13 January 2016

Since the European Council summit in December there seems to be an assumption in the UK media and beyond that the EU referendum will be held in June. Scottish First Minister Nicola Sturgeon’s warning that this might be too early is based on such an assumption. This assumption is not without good reason – it is clear that the Government’s preference, as well as that of its EU partners, is to have the EU referendum done and dusted as soon as possible. However, there are a number of hurdles they need to overcome in order to make this possible.

Timeline for an EU referendum in June remains tight

It is worth reviewing the EU Referendum Act to work out the exact timeline and the hurdles that need to be overcome.

Firstly, any regulations modifying section 125 of the 2000 Political Parties, Elections and Referendums Act (which refers to restrictions on central and local government publishing material during referendums) “must be made not less than 4 months before the date of the referendum”. Passing such regulations would require a statutory instrument, which takes between four and six weeks to be approved. As such any changes to these rules would therefore need to be tabled by the government 22 weeks before any proposed EU referendum date. It entirely clear if the government will amend any of these rules but if they did want to do so for an EU referendum held in the last week of June, they would need to be tabled at the start of next week (18 January).

Secondly, there must of course be a deal at the European Council Summit on 17/18 February. While this looks possible, as Prime Minister David Cameron said, there are no guarantees.

Thirdly, if a deal is agreed in February, they must table the proposed date of the EU referendum immediately. The EU Referendum Act states that there must be “at least ten weeks” for the campaign to take place between the formal confirmation of the date and the day of the EU referendum itself. As Minister for Constitutional Reform John Penrose highlighted in comments to the House of Commons (H/T @cjchowarth), it will probably take six weeks for the statutory instrument confirming the date of the EU referendum to pass through Parliament – meaning there is 16 weeks between the announcement of the date and the day itself. This means, if the statutory instrument containing the date of the bill is tabled the Monday morning after the February EU council (22 February) then the earliest date for the referendum would be the week commencing 13 June.

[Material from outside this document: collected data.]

PR #4065, opened 2024-11-04
Album name added to songs search

Simounet:
Hi there,
On the search bar, when you have more than one version of a same song (studio album, lives…) I thought it could be handy to display the album name.
I made a CSS adjustment to improve the styling on long line result.

I would also make a PR to reorder CSS loading. Seems weird to me that components CSS loads after ours.

Before:
```css
<link rel="stylesheet" href="https://ampache.simou.net/templates/base.css" type="text/css" media="screen">
<link rel="stylesheet" href="/templates/jquery-ui.custom.css" type="text/css" media="screen">
```

After:
```css
<link rel="stylesheet" href="/templates/jquery-ui.custom.css" type="text/css" media="screen">
<link rel="stylesheet" href="https://ampache.simou.net/templates/base.css" type="text/css" media="screen">
```

It would be easier to override default styling instead of duplicating a class to have an higher specificity, just like here with the `.ui-menu-item.ui-menu-item` class.

### DIFF
--- a/public/templates/base.css
+++ b/public/templates/base.css
@@ -225,10 +225,14 @@ a.tag_size4 { text-decoration: none; }
     float: left;
 }
 
+.ui-menu .ui-menu-item.ui-menu-item a {
+    display: flex;
+    align-items: center;
+}
+
 .searchitemtxt {
     display: inline-block;
     vertical-align: middle;
-    height: 32px;
     color: #222;
 }
 
--- a/public/themes/reborn/templates/default.css
+++ b/public/themes/reborn/templates/default.css
@@ -408,6 +408,7 @@ div#autoupdate > span {
 
 #ui-id-1 {
     min-width: 20%;
+    max-width: 630px;
 }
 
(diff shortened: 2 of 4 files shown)


lachlan-00:
one thing that's odd is there must be some JS to arrange the search results, the element css is regenerated each time i open the results to match the screen size

image

I'm happy to change anyhting css related i think a lot of this is just old / holdover work done which hasn't been touched for a long time

lachlan-00:
getting rid of the height helps a lot. but it's weird, if i open the search bar, visually it looks good and then after each click/reload it reverts to the old style

image

then typing a third letter to regenerate search
image

Simounet:
I fixed it with the less ugly solution in my opinion. I tried both with CSS and JS. It's all about the autocomplete jQuery pluggin. Let me know if everything is ok on your side.

lachlan-00:
cool thank you, i had a look and i got lost. i'll try it now

PR #4067, opened 2024-11-06
Rating icons replaced by material SVG icon

Simounet:
I tried to look at every section containing the rating system but maybe I missed something. I removed the reset icon, you need to click on the current rated icon to remove your note.
I added to translation, not sure how you want me to handle that:
- T_('Reset rating')
- T_('Rate ' . $count)
- T_('Favorite')
- T_('Unfavorite')


lachlan-00:
I'll check it out when I'm free again but I would say clear or remove

The text is stars and flag mostly so

%d star/s
Remove stars
Flag
Remove flag

Simounet:
The "flag" wording looks weird to me because the app use "favorite".

lachlan-00:
yeah that's fine i think i'm thinking more from the backend.

It looks good but i don't think we change the behaviour of clicking the star again to reset the value, i've added in the 0 stars button again. clicking the same icon will function as it did before and reset the star and apply plugins.

image

lachlan-00:
what a banger pull though, brings it all together

PR #4088, opened 2024-12-07
Remove broken rss recently skipped

cquike:
This  removes the currently wrong RSS link to recently skipped that appears in a users profile.
    
This has actually been wrong since a while.  The RSS link to the recently skipped songs is actually pointing to the recently played songs.

I guess this is not a very useful feature, but can be restored (and properly implemented) if someone thinks it is useful.


lachlan-00:
rss for skipped wouldn't be missed i would say

PR #4410, opened 2026-07-22
Better played count with enabled cache + add cache to Catalog::get_update_info()

fufroma:
Cf #2587 there was an issue to count played song when cache is enabled.
This PR is a solid way to prevent that, the idea is from https://github.com/ampache/ampache/pull/2589
    
I also added cache to Catalog::get_update_info(). There is no use to request SQL for the same value multiple time, let's cache it.

It you accept this PR you can close https://github.com/ampache/ampache/pull/2589


fufroma:
I checked that the SQL got the right index to stay fast

You can refuse this PR with the argument https://github.com/ampache/ampache/pull/2589#issuecomment-715639740 that is still valid, but the part about the cache of `Catalog::get_update_info()` may still be interesting.

fufroma:
When in doubt, let the user decide: here's an option to turn it on or off.

(again, feel free to trash this PR if you don't like the way it go)

PR #4417, opened 2026-07-24
Remove all bitmap

fufroma:
Everything is now SVG and CSS, no more bitmap assets.

@lachlan-00 I'm not as confident as I was with my PR for the audio player, as there are parts of the video section I wasn't able to fully test.


lachlan-00:
that's okay i should be able to find out any remaining uses. it's been a good process cleaning jplayer up. i think a lot of these might not be used already as they're in the action buttons but i'll check manually

lachlan-00:
I can't see anything referencing these so looks safe to remove them

Issue #1373, opened 2016-08-28
[Feature] Bulk actions / multi select for web app


roba91:
Using the web front-end would be much easier with bulk actions.

Just on example, editing a playlist. I accidentally added a whole artist to that playlist. It is really annoying to click the red x for every track (especially because the web page is being scrolled all the way up automatically).

Better would be: Check boxes or multi select with `Shift+Click` and a select tag or a context menu (right click or so) where I can delete all songs together from the playlist.

Phyks:
I'm pretty sure this is a duplicate, but cannot find the other associated issue.

Anyways, :+1: for this feature.

dotanm:
I've opened #4418 with multi-select on the playlist items list.

To be clear about why: not because this issue is old, but because I think multi-select would help on a lot of Ampache's screens, and the playlist item list seemed like the smallest and least intrusive place to show what it could look like. So please read it as a first implementation and a starting point, not a finished design — if you'd rather the interaction or the placement worked differently, I'd like to hear it before I take the same pattern anywhere else.

Rows get a checkbox, `Ctrl`/`Cmd`+click toggles a row and `Shift`+click selects a range anywhere on the row. A bar shows how many rows are selected along with the actions that apply to them: play, play next, play last, add to the temporary playlist, add to another playlist, remove from the playlist. Removing a selection is one request and one track renumber instead of one of each per track — which is also what stops the list jumping back to the top.

On the technical side it adds no new dependency: no npm or composer package, no config option, no database change. The selection logic is one new module in the existing Vite bundle using the jQuery that's already loaded, and it drives the actions through the same delegated `data-*` click handling `Ajax::button` already uses, so it keeps working after an AJAX browse refresh. The server side mostly needed nothing — `directplay` and `append_item` already accept a comma-separated list of ids; only `delete_track` and the basket action were extended to match. The action bar is its own template, so adding another screen is a checkbox cell and a list of actions.

PR #4418, opened 2026-07-26
Add multi-select with batch actions to the playlist items list

dotanm:
Addresses #1373.

Removing several tracks from a playlist meant clicking the red x once per track, and each click deleted one row, called `regenerate_track_numbers()`, and re-rendered the whole browse — which is what threw the page back to the top, the specific complaint in that issue.

This is meant as a first implementation of multi-select rather than a finished design, and the playlist items list is deliberately the smallest place to try it. If the interaction or the placement should work differently I would rather hear it before the same pattern goes anywhere else.

## What it does

* Rows carry a checkbox, and the header checkbox selects the whole page
* `Ctrl`/`Cmd`+click toggles a row and `Shift`+click selects a range, anywhere on the row that is not itself a button or a link. `Cmd` is honoured because on macOS `Ctrl`+click is a right-click
* A bar shows how many rows are selected with the actions that apply to them: play, play next, play last, add to the temporary playlist, add to another playlist, remove from the playlist
* Removing a selection is one request and one renumber instead of one of each per track
* The bar is `position: sticky` on desktop so it stays in view while scrolling a long list

## No new dependency

No npm or composer package, no config option, no database change. `package.json`, `composer.json`, `ampache.cfg.php.dist`, `CONFIG_VERSION`, the migrations and `resources/sql/` are all untouched.

## How it fits what is already there

* The selection logic is one new module in the existing Vite bundle (`src/js/multiselect.js`) using the jQuery already loaded. Every handler is delegated from `document` and the actions are driven by `data-*` URL templates, matching the delegated `data-ajax` handling `Ajax::button` already uses, so a browse replaced by an AJAX refresh keeps working with no re-init
* Most of the server side needed nothing: `PlayItemAction`/`StreamItemAction` already `explode(',', object_id)` and `append_item` already explodes `item_id`. Only `delete_track` (now a track id list, with a single `regenerate_track_numbers()` at the end) and the basket action (now an id list) were extended
* The action bar is its own template (`show_multiselect_actions.inc.php`) rendered from a `$multiselect_actions` array, so a second screen is a checkbox cell plus a list of actions
* `cel_select` reuses the cell class `show_pvmsgs.inc.php` already had, and every icon already exists under `resources/images/material-symbols`
* Only a real `Playlist` gets the remove action; a `Search` shares `has_collaborate()` but has no `delete_track`
* On mobile the bar stays static: `#header` already owns `top: 0` there and is 120px of auto height, so a second sticky strip would either hide behind it or need an offset that breaks whenever the header rewraps

## Also fixed

`show_disabled_songs.inc.php` has been calling `check_select('song')`, a function defined nowhere in the repository (`release7` included), so that Select toggle silently did nothing. The new module defines it.

## Testing

`composer run-script syntax` and `cs:fix` clean, PHPStan level 8 clean on every changed file with no new baseline entries. The suite has 65 pre-existing errors in 4 classes (OIDC needs `jumbojett`, plus the Rest/Subsonic spec validators); running the same filter on an unmodified `develop8` gives the identical 65.

Driven in a real browser against the dev instance: single click, `Shift` range, `Ctrl`/`Cmd` row toggle, select-all with the indeterminate state, and the exclusions for links and the drag grip. Add to temporary playlist fires **one** request (`id=25,3,4`) and the rightbar really gains 3 items; remove fires **one** request (`track_id=28,29,30`) and the list goes 12 rows to 9 with the count reset. Batch play sends one `directplay` with the comma list — the two follow-up calls it triggers are identical for a single-row play. At 360px `scrollWidth == innerWidth`, so no horizontal overflow.


lachlan-00:
I'll update and merge when i can but this is going to make a lot of people happy i would say

lachlan-00:
I've made view optional through cookies and also made the space where the box would be permanent so it doesn't shift the content weirdly when you turn it on / off

PR #4420, opened 2026-07-30
Add multi-select with batch actions to the song lists

dotanm:
Continues #1373, following #4418.

#4418 said the playlist items list was deliberately the smallest place to try multi-select, and that the same pattern
should not go anywhere else until the interaction looked right. The song lists are the natural next screen: one
template, `show_songs.inc.php`, covers the songs browse as well as the song lists on the album, artist and search
pages, so a single change reaches most of the places a selection is actually useful.

This registers into the `Browse::MULTISELECT_TYPES` list and the `$can_multiselect`/`$show_multiselect` split added
after #4418 was merged, so the `Select` option and the reserved column behave exactly as they do on the other screens.

## What it does

* The same checkbox column, header select-all, `Ctrl`/`Cmd`+click toggle and `Shift`+click range as the playlist items list
* A bar with the actions that apply to a song selection: play, play next, play last, add to the temporary playlist, add to another playlist, download
* Download is the batch zip. A selection cannot stream as one file, so a zip is the only sane meaning for "download several songs"

## One config default changed

Unlike #4418, this one is not config-free: `song` has been added to `allow_zip_types` in `ampache.cfg.php.dist`.

`song` was never a documented value there, so without it `ZipHandler::isZipable('song')` is false and the download
action can never appear, no matter what the admin does. Nothing else moved — no npm or composer package, no new
preference, no database change, `CONFIG_VERSION` and `resources/sql/` untouched. Admins who do not want it can leave
`song` out of their own `allow_zip_types` and the action simply is not rendered.

## How it fits what is already there

* `batch.php` now takes a comma separated `id` list, so one zip can hold the medias of several objects instead of one. This is the same shape of change `delete_track` needed in #4418, and it leaves the single id form byte for byte identical
* The bar comes from the existing `show_multiselect_actions.inc.php` and a `$multiselect_actions` array, which is what #4418 built it for. No new template
* The checkbox cell is echoed from `show_songs.inc.php` rather than added to `resources/templates/song_row.xhtml`. The cell only ever has to lead the row, so the PHPTal row template stays untouched
* The download action needed one new action kind in `multiselect.js`: `link` navigates instead of firing `ajaxPut`, because a zip arrives as one response rather than an AJAX side effect
* A zip carries a single type, so `link` is disabled on a selection spanning several types. The add-to-playlist dialog is untouched — it handles several types itself now
* The download link is gated on `Access::check_function(FUNCTION_BATCH_DOWNLOAD)` and `isZipable('song')`, matching how the album and artist pages already gate their own zip links

## Not fixed here

The `tfoot` in `show_songs.inc.php` omits the `cel_year` `<th>` that `thead` has, so the footer row has been one cell
short of the header for a while (11/11/10 with year shown). The new column was added to both, so the gap is unchanged
rather than made better or worse. Happy to fix it separately if you want it.

## Testing

`composer run-script syntax` clean, `cs:fix` reports 0 of 2553 files changed, PHPStan level 8 clean on every changed
file with no new baseline entries. The suite has 64 pre-existing errors in 4 classes (OIDC needs `jumbojett`, plus the
Rest/Subsonic spec validators); running the identical filter on an unmodified `develop8` gives the same 64.

Driven in a real browser against the dev instance, at Build 035 with the bundle rebuilt:

* With `Select` off: the column is laid out but empty, no checkboxes, no bar, and the other columns sit exactly where they do without the change
* Toggling `Select` on in the View menu: 39 checkboxes, select-all with the indeterminate state, `Shift` range, `Ctrl` row toggle, the selected-row highlight, and the bar hidden by `visibility` at zero
* Reloading with the cookie set restores the checkboxes, and toggling back off removes them and leaves the column reserved
* Add to temporary playlist fires **one** request (`type=song&id=28,29,32`)
* A zip of 3 songs contains 5 entries (the 3 files, the folder and the m3u) at their real sizes, named `<first song> and 2 more items.zip`
* `batch.php?action=album&id=1` returns exactly the same byte count before and after the change; an unknown id inside a list is skipped; an all-unknown list behaves the same as it already does for `action=album`
* At 360px `scrollWidth == innerWidth` in both toggle states, and the bar stays static

### DIFF
--- a/config/ampache.cfg.php.dist
+++ b/config/ampache.cfg.php.dist
@@ -452,7 +452,7 @@ catalog_prefix_pattern = "The|An|A|Die|Das|Ein|Eine|Les|Le|La"
 ; This setting allows/disallows zip download of specific object types
 ; If empty, all supported object types can be zipped.
 ; Otherwise, only the given object list can be zipped.
-; POSSIBLE VALUES: artist, album, album_disk, playlist, search, tmp_playlist
+; POSSIBLE VALUES: artist, album, album_disk, playlist, search, song, tmp_playlist
 ; DEFAULT: none
 ;allow_zip_types = "album, album_disk"
 
--- a/docs/CHANGELOG.md
+++ b/docs/CHANGELOG.md
@@ -44,6 +44,9 @@ You can downgrade to Ampache7 if you try this out and have issues, using the cli
   * A selection can be played, played next, played last, added to the temporary playlist, added to another playlist, or removed from the playlist in a single action, from a bar that stays in view while you scroll the list
   * Removing a selection sends one request and renumbers the list once, instead of one request and one full renumber for every entry
   * A mixed collection groups the selection by type before acting on it, so playing a selection of albums and songs together works from one bar
+  * The same checkboxes, gestures and action bar on the song lists, which covers the songs browse as well as the song lists on album, artist and search pages
+  * A selection of songs can be downloaded as a single zip, when `allow_zip_types` includes `song` and batch download is permitted
+  * `batch.php` accepts a comma separated `id` list, so one zip can hold the medias of several items instead of only one
 * A "Create Playlist" button on the playlists browse. Until now a playlist could only come into existence as a side effect of adding something to one
 * Database
   * New `api_enable_8` preference to enable/disable API v8 responses per user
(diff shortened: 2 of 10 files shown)


lachlan-00:
Fyi develop8 has been renamed and will be deleted.

develop is now the main dev branch again

PR #4421, opened 2026-07-31
Reuse TAL view across browse rows instead of new PHPTAL per row

fufroma:
Move `createTalView()` and `setTemplate()` out of the row loop and reassign contexts each iteration.

This is allowed by PHPTAL https://phptal.org/manual/en/split/execute.html

Building the PHPTAL engine once instead of per row skips redundant object instantiations + config/realpath calls.


lachlan-00:
I haven't done any work on templates as i am not sure about how deep we go into tal but that's a good thing to do.

develop8 merging today!

PR #4427, opened 2026-08-02
Answer a status when a stream cannot be opened

dotanm:
A stream that cannot be opened is the one failure in `PlayAction::run()` that does not set an HTTP status. It logs the
problem and returns, so the framework answers **200 with an empty `text/html` body**, and the client reports something
misleading — Firefox says *HTTP "Content-Type" of "text/html" is not supported* and Chrome
`DEMUXER_ERROR_COULD_NOT_OPEN`. Nothing tells the user, or the person reading their bug report, that the server failed.

## What it does

Two lines, in the two places that made the failure quiet.

* `PlayAction.php:1170` — the `!is_resource($filepointer)` branch sets `header('HTTP/1.1 500 Stream Failed')` before it
  returns. That method already sets an explicit status for eighteen other failure conditions (`400 Nothing To Play`,
  `403 Session Expired`, `404 File unreadable`, and so on); this branch was the omission. `header('HTTP/1.1 NNN <reason>')`
  is what the rest of the method uses, so it follows that rather than introducing `http_response_code()`
* `Stream.php:700` — the missing `transcode_cmd` message moves from level 5 to level 2. Its sibling misconfiguration
  twenty-six lines down (`Target format ... is not properly configured`, `Stream.php:726`) is already level 2 and also
  `return []`s, and the *symptom* of this one is logged at level 2 further along (`Stream.php:918`, `Transcode requested,
  but get_transcode_settings failed`). So the cause was the only part of the chain sitting at the most verbose level

## How you reach it

The usual way is a transcode with no command configured, which the shipped config makes easy to hit:
`ampache.cfg.php.dist` has `transcode_mp3 = "allowed"` uncommented while `transcode_cmd` stays commented, so any mp3
above the user's `transcode_bitrate` asks for a transcode that cannot run. `.ogg` is unaffected because its
`transcode_*` lines stay commented and it streams raw, which is part of why this looks intermittent and file-specific.

I am not proposing a change to those defaults. `transcode_mp3` is uncommented deliberately — mp3 waveforms need a
transcode to wav (`Waveform.php` gates on it), which is exactly why it was enabled in the first place. And falling back
to a raw stream would defeat the `transcode_bitrate` cap, which is the point of the cap. Whatever the config says, a
stream that cannot be opened should not answer 200.

## What this does and does not do

It does not fix anyone's playback. It turns a silent 200 into a real error, so a client can report a server failure and
a log reader can find the cause. #2819 is the class of report I have in mind — "audio sounds warbled" style transcode
complaints where the user has no signal to work from — though this only makes such a case diagnosable, it does not
diagnose it.

I could not find an existing report of the empty-200 specifically, but GitHub search is fuzzy enough that I would not
claim it is unreported.

## Testing

`php -l` clean on both files, PHPStan level 8 clean with no new baseline entries, `php-cs-fixer` reports 0 of 2 changed
files needing fixes.

Driven against a running instance with a 320kbps mp3, requesting `bitrate=128000` to force the transcode, and toggling
the two hunks in and out of the working tree so each row is a real before/after on the same build:

| `transcode_cmd` | request | before | after |
|---|---|---|---|
| commented out (as shipped) | `bitrate=128000` | **200**, `text/html`, 0 bytes | **500 Stream Failed** |
| `ffmpeg` | `bitrate=128000` | 200, chunked, transcoded to 3616863 bytes | unchanged |
| `ffmpeg` | none | 200, `audio/mpeg`, `Content-Length` 9056216 = file size | unchanged |

So the only behaviour that changes is the one that was already broken; both working paths are untouched.

For the log level, with `debug = "true"` and `debug_level = 3` — a plausible production setting — the same failing
request logs the cause zero times before the change and does log it after, while `Transcode requested, but
get_transcode_settings failed` was visible in both. That is the asymmetry the second hunk removes.


fufroma:
Could you ask to be less verbose? You added a http header and changed the loglevel of a message, those are straight forward changes.

lachlan-00:
run over it with these skills. i've spent a bit of time trying to make it fit the styles properly so this should help

[claude.zip](https://github.com/user-attachments/files/30639658/claude.zip)

lachlan-00:
i'll review when i'm done with mpd but those skill will give you a big leg up in making any changes

dotanm:
> Could you ask to be less verbose? You added a http header and changed the loglevel of a message, those are straight forward changes.

@fufroma , you're completely right, and I apologize. I'll take note of that in the future.

dotanm:
> run over it with these skills. i've spent a bit of time trying to make it fit the styles properly so this should help
> 
> [claude.zip](https://github.com/user-attachments/files/30639658/claude.zip)

Thank you, @lachlan-00 - I installed it and will follow it from here.

PR #4428, opened 2026-08-02
Add search user in admin browser-user page

fufroma:
Make it easier to find an user when you have thousand of them :)


lachlan-00:
do you use the filter box? 
image

PR #4433, opened 2026-08-08
Found some function that may be deprecated.

fufroma:
Found some function that may be deprecated. So, added a deprecated warning on it


lachlan-00:
can't see them

PR #4436, opened 2026-08-09
Add connect/read timeouts to UPnP device cURL requests

bunlongheng:
The two active cURL requests in UPnPDevice (sendRequestToDevice and parseDescriptionUrl) never set CURLOPT_TIMEOUT or CURLOPT_CONNECTTIMEOUT, so a UPnP renderer that stops responding mid-transfer hangs the request until the server's own max_execution_time kicks in, tying up a PHP worker. Since the host comes from device discovery and the stored description URL, an unreachable or misbehaving renderer stalls playback control. I added a 5s connect timeout and a 30s overall timeout to both handles, matching the timeouts already used in PlaylistUrlResolver and SubsonicClient. No behavior change for devices that respond normally.


lachlan-00:
Hello new Ampache contributor and thank you!

PR #4440, opened 2026-08-11
Preference speed

fufroma:
Drop redundant user_preference indexes

Stop scanning user_preference for the sharing lists


lachlan-00:
Releasing tomorrow so get any quick wins you want in over the next 12 hours and I'll start when I wake up tomorrow

PR #1244, opened 2016-07-12
Added cloud help pages to main navigation

evilnick:
People were getting lost so I added these cloud specific pages back to the main navigation


evilnick:
:+1:  :cookie:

Furthermore, as I noted on Monday, the government has to publish a number of pieces of literature ahead of the 10 week campaign period. There would only be the six week window between the announcement of the date and the 10 week period starting for them to do this which is again quite tight.

There is also the question of designating the lead Remain and Leave campaigns. This obviously needs to take place before the 10 week campaign begins. However, it is possible this could happen concurrently with the six week period for the passage of the statutory instrument confirming the date.

September still looks to be a possibility for the EU referendum

Clearly, there is a very tight timeline in terms of getting everything in place for a June referendum, with the final two Thursdays in June the only real options. Running into July does not seem to be viable for a number of reasons, not least that you hit issues such as school holidays which could complicate turnout. There would be little appetite to delay things beyond September unless serious problems arise in the negotiations. There is also little desire to have another party conference season dominated by Europe. With a September referendum before the Conservative Party Conference, the conference itself can be the start of the two sides coming back together and focusing on other issues (in an ideal world).

The EU referendum could still be in June but the timeline seems tighter than many people believe. As such September is still quite likely as well.